13 December 2024
The Pillar Two rules are live, European Union (EU) public Country-by-Country Reporting (CbCR) is fast approaching, and other changes, including reforms to the transfer pricing of distribution activities under the Pillar One ‘Amount B’ rules, are on the horizon. Businesses with international operations should ensure they are prepared for the new global tax landscape.
Pillar Two rules
The Pillar Two rules, developed by the OECD Inclusive Framework (IF) and already implemented into UK law, broadly require groups with consolidated annual revenue of more than €750m to pay a minimum 15% effective rate of tax on their profits in each jurisdiction they operate in for accounting periods beginning on or after 31 December 2023.
For businesses caught by Pillar Two, work should be well underway to:
- Determine whether transitional safe harbour rules will apply.
- Develop a clear approach for collating the necessary data points.
- Implement robust governance processes.
- Assess potential top-up tax risks and ensure appropriate disclosures are made in statutory accounts.
- Plan for the first year of tax provisioning work for which Pillar Two must be considered.
- Ensure adequate evidence is provided to auditors of the tax provisioning process.
- Make sure registration and filing obligations are met.
The UK Pillar Two rules require in-scope groups to register with HMRC within six months of the end date of the first accounting period to which the rules apply.

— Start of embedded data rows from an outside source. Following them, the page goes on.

PR #469, opened 2016-09-08
Properly tokenize xml literals, fixes #356.

### LINKED ISSUE #356: Support for xml literals
Currently, neither our tokenizer, nor our parser correctly handle xml literals. 

Whenever our code encounters an xml literal, we just skip over it, treating the literal as an opaque blob. This solution enough for most use cases, since it is very rarely necessary to manipulate contents of xml literals, but of course this is insufficient in general case.

Your task here would be to:
1. Change the tokenizer to produce [xml interpolation tokens](https://github.com/xeno-by/scalameta/blob/65ff98f81ca9112289b74b7832acb39a2c36222e/scalameta/tokens/src/main/scala/scala/meta/tokens/Token.scala#L62) upon [encountering xml literals](https://github.com/xeno-by/scalameta/blob/65ff98f81ca9112289b74b7832acb39a2c36222e/scalameta/tokenizers/src/main/scala/scala/meta/internal/tokenizers/ScalametaTokenizer.scala#L138). 
2. Make sure that the parser correctly parses and then prettyprints xml literals.

olafurpg:
This commit makes xml literals tokenize like string interpolators.
The solution works roughly like this:

In LegacyScanner:
1) when encountering an xml literal, run a fastparse xml parser to get
   the positions of scala expressions inside the literals.  Populate a
   `xmlLits: Map[Int, Int]` with start positions of the scala
   expressions as keys and their respective end positions as values.
2) in nextToken(), if the current offset has a key in `xmlLits`.
   return an XMLLIT LegacyTokenData and scan until the end of the
   xml literal part. Otherwise, proceed as normal.

In ScalametaTokenizer: we use a similar approach as with interpolated
strings.  When encountering an XMLLIT LegacyTokenData, we emit a
Token.Xml.Part and then run ScalametaTokenizer.loop on the embedded
scala expression up until until the end curly brace.  Then we repeat.

PS. This commit includes some debugging tools that were indispensable while editing LegacyScanner. They might come in handy later.


scalameta/scalameta/src/test/scala/scala/meta/tests/DiffAssertions.scala
```diff
@@ -0,0 +1,124 @@
...
+  * To use, create a class like this:
+  *
+  * {{{
+  *   class MySuite extends FunSuite with DiffAssertions
+  * }}}
+  *
+  * Before:
+  * {{{
+  *   [info]   "...ar</foo> [0..14)
+  *   [info]    [1[5..15])
```
xeno-by: `[1[5`?

scalameta/scalameta/src/test/scala/scala/meta/tests/DiffAssertions.scala
```diff
@@ -0,0 +1,124 @@
...
+  *   [info]     [14..15)
+  *   [info]   EOF [15..." did not equal "...ar</foo> [0..14)
+  *   [info]    [1[4..14])
```
xeno-by: `[1[4`?

scalameta/scalameta/src/test/scala/scala/meta/tests/parsers/XmlSuite.scala
```diff
@@ -0,0 +1,136 @@
...
+  }
+
+  test("simple xml literal - 1") {
+    assert(
+      tokensStructure(
+        tokenize("<foo>bar</foo>")) ===
+          """|
+             |          BOF [0..0) ----> class scala.meta.tokens.Token$BOF
+             |              [0..0) ----> class scala.meta.tokens.Token$Xml$Start
+             |<foo>bar</foo> [0..14) ----> class scala.meta.tokens.Token$Xml$Part
```
xeno-by: Is vertical alignment correct here?

scalameta/scalameta/src/test/scala/scala/meta/tests/parsers/XmlSuite.scala
```diff
@@ -0,0 +1,136 @@
...
+  }
+
+  test("simple xml literal - 2") {
+    assert(
+      tokensStructure(
+        tokenize("<foo>bar</foo> ")) ===
+          """|
+             |          BOF [0..0) ----> class scala.meta.tokens.Token$BOF
+             |              [0..0) ----> class scala.meta.tokens.Token$Xml$Start
+             |<foo>bar</foo> [0..14) ----> class scala.meta.tokens.Token$Xml$Part
```
xeno-by: Same question as above.

scalameta/tokenizers/src/main/scala/scala/meta/internal/tokenizers/LegacyScanner.scala
```diff
@@ -228,7 +240,9 @@ class LegacyScanner(input: Input, dialect: Dialect) {
       if (lastOffset > 0 && buf(lastOffset) == '\n' && buf(lastOffset - 1) == '\r') {
         lastOffset -= 1
       }
-      if (inStringInterpolation) fetchStringPart() else fetchToken()
+      if (inStringInterpolation) fetchStringPart()
+      else if (inXmlLiteralPart) fetchXmlPart()
```
xeno-by: Maybe `inXmlLiteral`?

scalameta/tokenizers/src/main/scala/scala/meta/internal/tokenizers/ScalametaTokenizer.scala
```diff
@@ -236,8 +237,35 @@ class ScalametaTokenizer(input: Input, dialect: Dialect) {
...
+            nextToken()
+            emitContents() // Continue until we reach the final xml part.
+          } else {
+            // We have reached the final xml part.
+            nextToken()
+          }
+        }
+        emitContents()
+        tokens += Token.Xml.End(input, dialect, lastXmlPart, lastXmlPart)
+        legacyIndex -= 1 // I don't know why, but this seems to do the trick.
```
xeno-by: Lol

scalameta/tokenizers/src/main/scala/scala/meta/internal/tokenizers/XmlParser.scala
```diff
@@ -0,0 +1,161 @@
+package scala.meta.internal.tokenizers
+
+/**
+  * Copy-pasta from this lihaoyi comment:
+  * https://github.com/scalameta/fastparse/pull/1#issuecomment-244940542*/
```
xeno-by: Thank you @lihaoyi!

xeno-by:
I suggest we keep the sourcecode-based part in a branch. In the future, we can consider making it part of scalameta contrib. The rest looks good! Thanks a lot for your trouble of interfacing with the legacy scanner.

scalameta/tokenizers/src/main/scala/scala/meta/internal/tokenizers/XmlParser.scala
```diff
@@ -0,0 +1,161 @@
...
+import scala.annotation.switch
+
+import fastparse.all._
+
+class XmlParser(Block: P0,
+                Patterns: P0 = Fail,
+                WL: P0 = CharIn("\n ").rep(),
+                WS: P0 = " ".rep(),
+                HexNum: P0 = Fail) {
```
lihaoyi: Not sure if you want to solve this now, but these default values should really be something else.

Otherwise, XML literals including `CharRef`s will fail, XML literals with `\t`s inside will fail, and XML literal-pattern-matching will fail.

I'm sure you'll bump into this once you start trying to write unit tests and parsing legacy code, but if you can fix it up front maybe you should just do it. If not, kicking the can down the road also works.

scalameta/tokenizers/src/main/scala/scala/meta/internal/tokenizers/XmlParser.scala
```diff
@@ -0,0 +1,161 @@
...
+    var current = 0
+    var curlyBraceCount = 1
+    while (curlyBraceCount > 0) {
+      current += 1
+      (cfg.input(index + current): @switch) match {
+        case '}' => curlyBraceCount -= 1
+        case '{' => curlyBraceCount += 1
+        case _ =>
+      }
+    }
```
lihaoyi: This will totally break once someone puts a curly brace in a string `"}"` or `"{"` inside your XML literal.

Why is it necessary though? Can't the scala-meta parser parse the expression starting from the specified index? (This is not a rhetorical question, I actually don't know what the scala-meta parser can do)

olafurpg: Good catch! I've become sloppy after using the mega tests in scalafmt to catch bugs like this for me : )

The correct solution here is probably to use a lookahead char reader in the (terrible) LegacyScanner. That should allow us to read one token at a time from a given offset respecting backticks/quotes/... . To my best knowledge, the scala.meta tokenizer doesn't expose a cleaner streaming lexer api, @xeno-by ?

lihaoyi: Surely scala-meta has some sort of 

```scala
(code: String, startIndex: Int) => Option[Int /*successIndex*/]
```

API you can call? That's all you need here really. I mean I know it has a `parse` method that's `String => Option[Success]`, and all we need here is to be able to specify a start index for the parse. We shouldn't need to deal with lexing at all here if we have a working parser

xeno-by:
@olafurpg What's our status with this PR?

scalameta/scalameta/src/test/scala/scala/meta/tests/parsers/XmlSuite.scala
```diff
@@ -0,0 +1,148 @@
...
+           |                [0..0) ----> class scala.meta.tokens.Token$Xml$Start
+           |<foo>bar</foo> [0..14) ----> class scala.meta.tokens.Token$Xml$Part
+           |              [14..14) ----> class scala.meta.tokens.Token$Xml$End
+           |              [14..15) ----> class scala.meta.tokens.Token$Space
+           |          EOF [15..15) ----> class scala.meta.tokens.Token$EOF
+           |""".stripMargin.trim.replace("QQQ", "\"\"\""))
+  }
+
+  // TODO(olafur) currently crashes, see https://github.com/scalameta/scalameta/pull/469/files/e2324548b3896d5e7b0993f4063316602d9583ff#r78293500
+  ignore("curlies inside scala expr") {
```
olafurpg: @xeno-by I need to fix this failing test first. I don't know yet when I'll get to it.

scalameta/tokenizers/src/main/scala/scala/meta/internal/tokenizers/XmlParser.scala
olafurpg: We can't use the parser because the tokenizer doesn't depend on the parser. In cases when the input doesn't parse it can be handy to at least have a functioning tokenizer.

I've fixed the implementation to use the LegacyScanner so that expressions like these

```
<foo>{ "{" + `{`}</foo>
```

are accounted for.

xeno-by:
@olafurpg Ping

xeno-by:
@olafurpg It looks like pushing this PR further requires time investments that neither of us can afford right now. Let's close it for the time being.

olafurpg:
Sure thing. I still hope to get back to this since I want to reformat xml literals in scalafmt : ) cc/ https://github.com/olafurpg/scalafmt/issues/662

For a 31 December 2024 year end, the registration will be due by 30 June 2025. The registration must be completed by the ‘filing member’ of the group, which will generally, by default, be the ultimate parent entity (UPE). A UPE can, however, nominate another group entity to be the filing member, which could be beneficial, in particular, if a group’s UPE is based in a territory that has not adopted the Pillar Two rules (eg the United States).

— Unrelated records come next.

PR #471, opened 2016-09-11
Allow unquoting options

### LINKED ISSUE #455: Consider adding support for unquoting Option's of trees
Given a situation where I have a `defopt: Option[Defn.Def]` to splice in, it would be nice if this could be done with either `$defopt` or `..$defopt`.

dwijnand:
Fixes #455


xeno-by:
LGTM. I'll pull this in manually.

PR #472, opened 2016-09-11
Fix #458: Recognize quasiquotes-generated lambda functions

### LINKED ISSUE #458: q"($name: $tpe) => ..." doesn't work
```
scala> val name = q"x"
name: meta.Term.Name = x

scala> val tpe = t"T"
tpe: meta.Type.Name = T

scala> q"($name: $tpe) => ???"
<console>:32: error: ; expected but => found
       q"($name: $tpe) => ???"
                       ^
```

jvican:
When parsing quasiquotes, the internal structure of the tree changes. The
previous ascribe case defs were not accounting for the fact that the name and
the type could be quasi.

### DIFF
--- a/scalameta/parsers/src/main/scala/scala/meta/internal/parsers/ScalametaParser.scala
+++ b/scalameta/parsers/src/main/scala/scala/meta/internal/parsers/ScalametaParser.scala
@@ -726,6 +726,9 @@ class ScalametaParser(input: Input, dialect: Dialect) { parser =>
       Some(atPos(tree, tree)(Term.Param(Nil, name, None, None)))
     case name: Term.Placeholder =>
       Some(atPos(tree, tree)(Term.Param(Nil, atPos(name, name)(Name.Anonymous()), None, None)))
+    case Term.Ascribe(quasiName: Term.Quasi, tpt) =>
+      val name = quasiName.become[Term.Name.Quasi]
+      Some(atPos(tree, tree)(Term.Param(Nil, name, Some(tpt), None)))
     case Term.Ascribe(name: Term.Name, tpt) =>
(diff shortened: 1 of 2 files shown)


scalameta/parsers/src/main/scala/scala/meta/internal/parsers/ScalametaParser.scala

The UPE (or nominated group entity) must prepare and lodge the worldwide group’s Pillar Two global anti-base erosion (GloBE) return within 18 months of the end of the first accounting period to which the rules apply (the time limit reduces to 15 months for subsequent periods). For groups with a 31 December 2024 year end, the first GloBE return will be due on or before 30 June 2026. Groups will also need to ensure that they comply with local Pillar Two filing requirements in each relevant jurisdiction - typically there might be a requirement to file a local “slice” of the GloBE return by the deadline for the main GloBE return.

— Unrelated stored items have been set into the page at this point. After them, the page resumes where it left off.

Issue #470, opened 2016-09-11
scala.meta parser doesn't validate allowed modifiers


manub:
```
scala> q"lazy class X{}"
res6: meta.Defn.Class = lazy class X {}

scala> lazy class X{}
<console>:1: error: lazy not allowed here. Only vals can be lazy
lazy class X{}
```

This also happens with:

```
scala> override class X {}
<console>:14: error: `override' modifier not allowed for classes
       override class X {}
                      ^

scala> q"override class X{}"
res5: meta.Defn.Class = override class X {}
```

xeno-by:
It's not just `lazy class` and `override class`. It's a lot of other stuff. We need to comprehensively validate these cases in the scala.meta parser.

jvican:
I'll pick this up.

jvican:
I have a fix for this that I'll push as soon as I finish the modifiers test suite, which I'm doing to prevent these errors from happening again.

PR #473, opened 2016-09-11
Allows for inline modifier. Fixes #466.

### LINKED ISSUE #466: Support Inline as a modifier
For scalameta paradise, the ability to generate ```inline def apply(defn: Defn) = meta {}``` blocks is ideal, or even just to use inline by itself. Is it possible to have a trait the adds this modifier to a dialect.

I presume the inline modifier would need to be part of scalameta and exposed as a dialect.

My gut feeling is that I want to write ```@leaf implicit object DottyParadise extends Dotty with Paradise```

This would syntax would be beneficial for future support of other compiler plugins too, such as KindProjector etc.

I'm unsure whether the actual definition of the trait would come from the scalameta/scalameta or scalameta/paradise, but support for extensions to dialects would need to come from scalameta

manub:
- A new Dialect for Paradise, which allows inline, has been created.
 - Defined inline modifier only, valid only for Dotty and Paradise. Other dialects work as before.

As part of this, #470 was discovered. `inline` is affected by the same bug, but with @xeno-by it was decided to leave this as part of a separate PR as the work to fix that issue is significant.

### DIFF
--- a/notes/quasiquotes.md
+++ b/notes/quasiquotes.md
@@ -206,6 +206,7 @@ Literal  | `q"$lit"` (construction only), `q"${lit: Lit}"` (also deconstruction)
  Lazy             | `mod"lazy"`
  Val Param        | `mod"valparam"`
  Var Param        | `mod"varparam"`
+ Inline           | `mod"inline"`
 
 ## Enumerators (meta.Enum)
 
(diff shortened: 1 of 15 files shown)


manub:
I signed the Scala CLA.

European Union public Country-by-Country Reporting rules
In addition to Pillar Two, for financial years starting on or after 22 June 2024, some businesses will also have to publish certain information online, similar to that required for the purposes of CbCR. This requirement will apply, broadly, to those with consolidated revenue of more than €750m and that are headquartered or have a qualifying entity operating in the EU (qualifying entities include, for example, those with total assets exceeding €5m and revenue greater than €10m). The information should generally be published within one year of the end of the financial year; ie by 31 December 2026 for those with a 31 December 2025 financial year end. However, this requirement could apply sooner for entities located in a territory that has chosen to adopt the rules early (eg Romania, Croatia or Sweden) or apply an earlier publication deadline (eg Spain or Hungary).
Pillar One - Amount B
Amount B of Pillar One of the IF’s international tax reforms is a new approach to transfer pricing for ‘baseline’ marketing and distribution activities. Amount B represents an amendment to the OECD’s transfer pricing guidelines, which jurisdictions can bring into effect on or after 1 January 2025 and could affect businesses of any size. The changes are intended to simplify the application of transfer pricing rules for in-scope businesses, but this significant change from the current position may be regarded by many as just another set of new and complex rules to navigate.
Further transfer pricing and reporting developments
The UK government is aware that the international tax environment presents increasing complexity for taxpayers and has committed to simplifying the rules in coming years. In the most recent budget, the potential removal of UK-UK transfer pricing rules was once again raised. However, HMRC has also announced a potential requirement for multinational groups to report information on certain cross-border related party transactions to HMRC. When coupled with a potential lowering of the size threshold for application of the UK transfer pricing rules to include medium-sized businesses, this means that there will undoubtedly be an increase in UK transfer pricing compliance requirements for many businesses. There are a considerable number of additional reporting requirements to navigate, so those affected will need to ensure they are well prepared.